_DIRECTIONS FOR THIS TASK_. State how many lines in the records hold the word "used", giving the number and no other text.

○ ○ ○ ○ ○ ○ ○

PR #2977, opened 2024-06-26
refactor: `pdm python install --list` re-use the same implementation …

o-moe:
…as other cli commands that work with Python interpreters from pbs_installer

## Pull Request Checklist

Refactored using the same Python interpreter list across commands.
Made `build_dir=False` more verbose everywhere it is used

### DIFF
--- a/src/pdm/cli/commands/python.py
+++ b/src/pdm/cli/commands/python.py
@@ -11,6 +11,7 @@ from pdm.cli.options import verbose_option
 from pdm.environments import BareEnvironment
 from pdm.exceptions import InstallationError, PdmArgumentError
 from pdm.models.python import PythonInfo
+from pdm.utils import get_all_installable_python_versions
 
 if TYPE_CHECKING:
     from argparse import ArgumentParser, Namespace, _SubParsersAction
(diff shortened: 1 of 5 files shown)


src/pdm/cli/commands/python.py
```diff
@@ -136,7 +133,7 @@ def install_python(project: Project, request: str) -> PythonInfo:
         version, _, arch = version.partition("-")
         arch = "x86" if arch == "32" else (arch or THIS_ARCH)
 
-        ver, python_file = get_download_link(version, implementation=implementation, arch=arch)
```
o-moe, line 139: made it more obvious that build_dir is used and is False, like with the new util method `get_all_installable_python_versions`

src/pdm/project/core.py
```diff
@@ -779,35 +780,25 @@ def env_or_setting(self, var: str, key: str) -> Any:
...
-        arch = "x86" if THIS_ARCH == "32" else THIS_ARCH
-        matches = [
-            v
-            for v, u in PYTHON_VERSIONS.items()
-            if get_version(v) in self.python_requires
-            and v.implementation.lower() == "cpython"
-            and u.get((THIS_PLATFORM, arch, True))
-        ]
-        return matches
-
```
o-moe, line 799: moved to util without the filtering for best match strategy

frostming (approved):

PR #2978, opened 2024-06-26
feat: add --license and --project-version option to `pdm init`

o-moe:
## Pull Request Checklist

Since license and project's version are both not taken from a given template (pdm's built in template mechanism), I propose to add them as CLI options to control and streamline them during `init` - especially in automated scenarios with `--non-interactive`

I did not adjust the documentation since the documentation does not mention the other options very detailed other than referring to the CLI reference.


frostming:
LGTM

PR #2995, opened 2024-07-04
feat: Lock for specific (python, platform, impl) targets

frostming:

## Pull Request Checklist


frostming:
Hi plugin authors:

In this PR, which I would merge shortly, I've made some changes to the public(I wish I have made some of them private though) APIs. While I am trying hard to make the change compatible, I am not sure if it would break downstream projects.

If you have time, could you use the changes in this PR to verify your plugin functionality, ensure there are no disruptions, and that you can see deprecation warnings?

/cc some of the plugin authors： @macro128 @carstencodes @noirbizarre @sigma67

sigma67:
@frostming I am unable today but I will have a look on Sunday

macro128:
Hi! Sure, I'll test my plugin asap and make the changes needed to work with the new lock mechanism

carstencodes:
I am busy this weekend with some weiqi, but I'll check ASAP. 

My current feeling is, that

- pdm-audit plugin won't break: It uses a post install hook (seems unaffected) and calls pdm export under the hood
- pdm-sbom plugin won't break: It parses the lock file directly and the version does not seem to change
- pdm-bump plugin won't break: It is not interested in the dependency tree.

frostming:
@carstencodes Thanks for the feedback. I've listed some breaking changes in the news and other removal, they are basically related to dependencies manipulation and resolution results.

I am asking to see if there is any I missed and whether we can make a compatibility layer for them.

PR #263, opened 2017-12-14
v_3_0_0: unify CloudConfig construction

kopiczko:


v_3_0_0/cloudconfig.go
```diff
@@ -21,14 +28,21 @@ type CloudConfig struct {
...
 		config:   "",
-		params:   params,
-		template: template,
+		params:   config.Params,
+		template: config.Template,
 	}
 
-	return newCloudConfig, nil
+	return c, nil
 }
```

○ ○ ○ ○ ○ ○ ○

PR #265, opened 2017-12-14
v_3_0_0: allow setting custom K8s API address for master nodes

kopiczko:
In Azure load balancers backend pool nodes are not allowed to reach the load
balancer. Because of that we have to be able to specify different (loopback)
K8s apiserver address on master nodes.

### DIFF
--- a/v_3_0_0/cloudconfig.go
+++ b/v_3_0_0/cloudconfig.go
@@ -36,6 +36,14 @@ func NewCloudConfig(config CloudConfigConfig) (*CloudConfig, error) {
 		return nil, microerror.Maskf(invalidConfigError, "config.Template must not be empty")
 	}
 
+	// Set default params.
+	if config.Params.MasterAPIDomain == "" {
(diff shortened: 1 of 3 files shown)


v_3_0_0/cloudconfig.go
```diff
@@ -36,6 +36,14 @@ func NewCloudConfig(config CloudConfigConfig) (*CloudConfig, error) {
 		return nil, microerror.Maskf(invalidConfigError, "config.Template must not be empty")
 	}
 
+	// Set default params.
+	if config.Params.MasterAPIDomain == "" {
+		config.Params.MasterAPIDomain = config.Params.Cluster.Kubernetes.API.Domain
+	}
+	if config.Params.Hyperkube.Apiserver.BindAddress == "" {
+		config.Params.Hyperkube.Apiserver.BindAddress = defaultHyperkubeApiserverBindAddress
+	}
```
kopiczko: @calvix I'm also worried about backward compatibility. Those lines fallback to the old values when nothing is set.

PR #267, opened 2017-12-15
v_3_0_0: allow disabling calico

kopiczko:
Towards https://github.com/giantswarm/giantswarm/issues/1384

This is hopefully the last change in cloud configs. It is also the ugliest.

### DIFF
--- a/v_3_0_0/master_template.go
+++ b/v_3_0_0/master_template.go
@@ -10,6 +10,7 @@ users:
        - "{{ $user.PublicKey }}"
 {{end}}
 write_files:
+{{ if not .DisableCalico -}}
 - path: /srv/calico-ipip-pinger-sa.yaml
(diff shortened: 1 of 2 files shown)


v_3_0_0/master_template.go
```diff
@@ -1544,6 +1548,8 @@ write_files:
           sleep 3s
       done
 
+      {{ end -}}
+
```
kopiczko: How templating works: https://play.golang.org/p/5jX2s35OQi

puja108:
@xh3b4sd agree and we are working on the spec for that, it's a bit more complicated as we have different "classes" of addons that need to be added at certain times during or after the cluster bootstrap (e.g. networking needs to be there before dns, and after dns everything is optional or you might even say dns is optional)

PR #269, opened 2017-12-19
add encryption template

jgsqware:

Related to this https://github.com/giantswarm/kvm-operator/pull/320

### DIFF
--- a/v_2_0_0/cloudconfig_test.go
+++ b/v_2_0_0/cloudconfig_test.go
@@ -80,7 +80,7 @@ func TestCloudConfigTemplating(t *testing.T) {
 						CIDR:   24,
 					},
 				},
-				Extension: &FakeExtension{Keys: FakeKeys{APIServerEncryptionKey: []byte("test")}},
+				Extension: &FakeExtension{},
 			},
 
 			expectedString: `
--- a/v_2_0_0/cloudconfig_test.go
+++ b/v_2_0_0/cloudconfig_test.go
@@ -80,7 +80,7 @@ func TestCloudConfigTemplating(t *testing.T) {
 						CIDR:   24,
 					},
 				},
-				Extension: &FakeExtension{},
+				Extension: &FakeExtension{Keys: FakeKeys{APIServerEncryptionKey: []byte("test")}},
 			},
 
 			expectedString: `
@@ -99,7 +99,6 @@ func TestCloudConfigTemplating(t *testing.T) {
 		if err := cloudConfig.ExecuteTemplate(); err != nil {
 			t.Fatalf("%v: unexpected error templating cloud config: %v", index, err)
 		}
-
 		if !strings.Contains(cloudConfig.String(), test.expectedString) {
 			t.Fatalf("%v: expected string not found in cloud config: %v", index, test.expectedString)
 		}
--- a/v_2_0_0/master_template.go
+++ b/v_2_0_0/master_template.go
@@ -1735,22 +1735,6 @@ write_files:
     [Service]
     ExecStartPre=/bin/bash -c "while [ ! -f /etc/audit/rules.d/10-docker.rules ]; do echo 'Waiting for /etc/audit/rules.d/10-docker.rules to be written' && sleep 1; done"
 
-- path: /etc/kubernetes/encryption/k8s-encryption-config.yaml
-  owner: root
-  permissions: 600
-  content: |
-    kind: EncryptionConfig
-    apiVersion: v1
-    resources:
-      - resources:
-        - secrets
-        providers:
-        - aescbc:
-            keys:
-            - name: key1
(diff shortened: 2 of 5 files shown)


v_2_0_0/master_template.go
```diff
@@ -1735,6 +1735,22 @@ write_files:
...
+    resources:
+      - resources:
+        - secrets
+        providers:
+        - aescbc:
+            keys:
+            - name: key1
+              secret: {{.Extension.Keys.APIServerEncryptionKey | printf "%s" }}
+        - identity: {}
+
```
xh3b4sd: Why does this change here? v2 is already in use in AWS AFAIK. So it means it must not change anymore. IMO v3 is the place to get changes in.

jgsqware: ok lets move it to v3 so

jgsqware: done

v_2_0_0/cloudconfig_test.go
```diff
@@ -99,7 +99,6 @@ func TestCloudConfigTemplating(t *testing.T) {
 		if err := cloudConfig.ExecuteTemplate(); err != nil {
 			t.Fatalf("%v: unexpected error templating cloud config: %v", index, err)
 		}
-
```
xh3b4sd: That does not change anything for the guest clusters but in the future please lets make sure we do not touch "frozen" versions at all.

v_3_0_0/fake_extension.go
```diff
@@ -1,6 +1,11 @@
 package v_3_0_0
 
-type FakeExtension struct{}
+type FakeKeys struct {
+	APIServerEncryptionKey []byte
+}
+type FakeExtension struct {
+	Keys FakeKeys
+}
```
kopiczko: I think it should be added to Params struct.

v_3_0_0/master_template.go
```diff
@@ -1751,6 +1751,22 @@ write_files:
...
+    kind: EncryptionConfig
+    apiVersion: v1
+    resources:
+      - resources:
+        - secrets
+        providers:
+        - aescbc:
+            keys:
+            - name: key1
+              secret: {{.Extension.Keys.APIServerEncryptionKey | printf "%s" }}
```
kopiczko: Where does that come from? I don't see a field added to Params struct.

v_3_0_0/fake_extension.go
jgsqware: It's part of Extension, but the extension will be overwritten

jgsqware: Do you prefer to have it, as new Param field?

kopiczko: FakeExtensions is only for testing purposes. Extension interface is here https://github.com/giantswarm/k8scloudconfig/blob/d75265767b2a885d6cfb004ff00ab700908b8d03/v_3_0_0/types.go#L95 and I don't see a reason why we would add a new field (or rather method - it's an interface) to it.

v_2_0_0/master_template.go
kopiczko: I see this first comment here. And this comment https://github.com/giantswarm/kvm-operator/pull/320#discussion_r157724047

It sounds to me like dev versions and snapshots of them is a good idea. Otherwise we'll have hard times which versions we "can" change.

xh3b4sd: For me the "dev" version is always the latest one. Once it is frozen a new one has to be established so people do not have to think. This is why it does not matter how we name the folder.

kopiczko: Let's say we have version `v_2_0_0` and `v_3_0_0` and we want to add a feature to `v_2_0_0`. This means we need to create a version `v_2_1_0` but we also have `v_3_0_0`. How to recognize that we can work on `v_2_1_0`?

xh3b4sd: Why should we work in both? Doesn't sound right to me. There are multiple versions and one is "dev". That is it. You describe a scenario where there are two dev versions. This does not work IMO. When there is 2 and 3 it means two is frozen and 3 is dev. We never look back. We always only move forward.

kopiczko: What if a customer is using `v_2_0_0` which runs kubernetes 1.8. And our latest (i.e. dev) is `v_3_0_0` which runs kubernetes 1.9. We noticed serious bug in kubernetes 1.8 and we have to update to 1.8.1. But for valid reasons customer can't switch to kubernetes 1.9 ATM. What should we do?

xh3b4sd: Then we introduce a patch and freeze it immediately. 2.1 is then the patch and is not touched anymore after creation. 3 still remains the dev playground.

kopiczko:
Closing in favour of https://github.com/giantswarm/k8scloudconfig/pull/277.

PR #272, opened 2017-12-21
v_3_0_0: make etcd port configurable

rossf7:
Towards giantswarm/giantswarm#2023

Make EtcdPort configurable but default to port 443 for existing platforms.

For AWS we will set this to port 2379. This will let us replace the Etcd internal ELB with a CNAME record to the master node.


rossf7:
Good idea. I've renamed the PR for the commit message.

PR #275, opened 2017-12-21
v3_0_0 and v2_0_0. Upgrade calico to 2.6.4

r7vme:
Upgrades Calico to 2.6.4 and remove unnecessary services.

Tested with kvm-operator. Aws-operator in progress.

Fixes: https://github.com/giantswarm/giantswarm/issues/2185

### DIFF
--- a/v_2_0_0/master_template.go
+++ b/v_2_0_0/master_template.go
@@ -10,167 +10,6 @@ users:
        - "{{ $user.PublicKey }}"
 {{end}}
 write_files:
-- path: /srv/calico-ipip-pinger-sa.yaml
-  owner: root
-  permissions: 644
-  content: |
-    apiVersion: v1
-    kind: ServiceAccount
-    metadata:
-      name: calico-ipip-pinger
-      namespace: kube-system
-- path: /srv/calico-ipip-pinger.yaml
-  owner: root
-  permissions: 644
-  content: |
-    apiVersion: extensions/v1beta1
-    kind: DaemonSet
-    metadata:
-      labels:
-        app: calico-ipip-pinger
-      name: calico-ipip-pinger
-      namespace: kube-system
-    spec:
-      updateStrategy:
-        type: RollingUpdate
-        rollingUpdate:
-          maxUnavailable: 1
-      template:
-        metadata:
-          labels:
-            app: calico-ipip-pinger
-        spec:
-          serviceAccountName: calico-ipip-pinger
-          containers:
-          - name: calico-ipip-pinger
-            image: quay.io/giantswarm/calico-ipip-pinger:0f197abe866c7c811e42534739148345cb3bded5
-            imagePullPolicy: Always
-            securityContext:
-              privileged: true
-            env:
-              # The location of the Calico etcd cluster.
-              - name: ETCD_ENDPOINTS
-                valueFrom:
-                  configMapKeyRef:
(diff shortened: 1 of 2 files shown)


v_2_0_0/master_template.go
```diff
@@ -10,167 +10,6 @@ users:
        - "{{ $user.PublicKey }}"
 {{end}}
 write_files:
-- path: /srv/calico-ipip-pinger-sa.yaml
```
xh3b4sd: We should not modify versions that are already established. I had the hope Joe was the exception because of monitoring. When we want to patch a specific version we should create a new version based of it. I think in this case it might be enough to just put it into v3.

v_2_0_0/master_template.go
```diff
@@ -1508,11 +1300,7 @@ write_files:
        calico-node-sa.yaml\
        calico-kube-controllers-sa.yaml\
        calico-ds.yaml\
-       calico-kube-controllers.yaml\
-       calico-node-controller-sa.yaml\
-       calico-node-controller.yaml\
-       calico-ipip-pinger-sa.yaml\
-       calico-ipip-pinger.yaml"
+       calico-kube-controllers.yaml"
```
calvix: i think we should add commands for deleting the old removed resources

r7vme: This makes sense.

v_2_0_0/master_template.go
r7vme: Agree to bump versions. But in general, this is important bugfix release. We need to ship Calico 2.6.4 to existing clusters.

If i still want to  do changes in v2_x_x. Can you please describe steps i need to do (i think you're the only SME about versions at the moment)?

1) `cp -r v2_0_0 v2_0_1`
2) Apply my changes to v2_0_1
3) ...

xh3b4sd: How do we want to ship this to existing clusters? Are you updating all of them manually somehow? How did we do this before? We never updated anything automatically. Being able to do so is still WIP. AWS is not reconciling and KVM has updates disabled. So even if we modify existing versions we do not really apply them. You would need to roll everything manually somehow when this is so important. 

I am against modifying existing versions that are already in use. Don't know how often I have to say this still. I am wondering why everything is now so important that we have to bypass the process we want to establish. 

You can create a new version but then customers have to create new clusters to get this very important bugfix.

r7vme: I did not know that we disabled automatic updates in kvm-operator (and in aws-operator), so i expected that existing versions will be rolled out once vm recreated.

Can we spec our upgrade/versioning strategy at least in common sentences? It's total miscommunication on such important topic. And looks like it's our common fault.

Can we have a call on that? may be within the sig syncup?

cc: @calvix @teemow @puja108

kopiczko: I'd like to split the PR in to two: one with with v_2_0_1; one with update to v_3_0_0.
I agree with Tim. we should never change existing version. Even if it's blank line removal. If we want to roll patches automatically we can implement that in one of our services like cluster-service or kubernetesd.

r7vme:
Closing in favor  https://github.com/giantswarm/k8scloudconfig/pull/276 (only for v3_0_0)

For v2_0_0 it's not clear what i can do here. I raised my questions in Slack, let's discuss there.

○ ○ ○ ○ ○ ○ ○

_WRITTEN ANSWER_. 2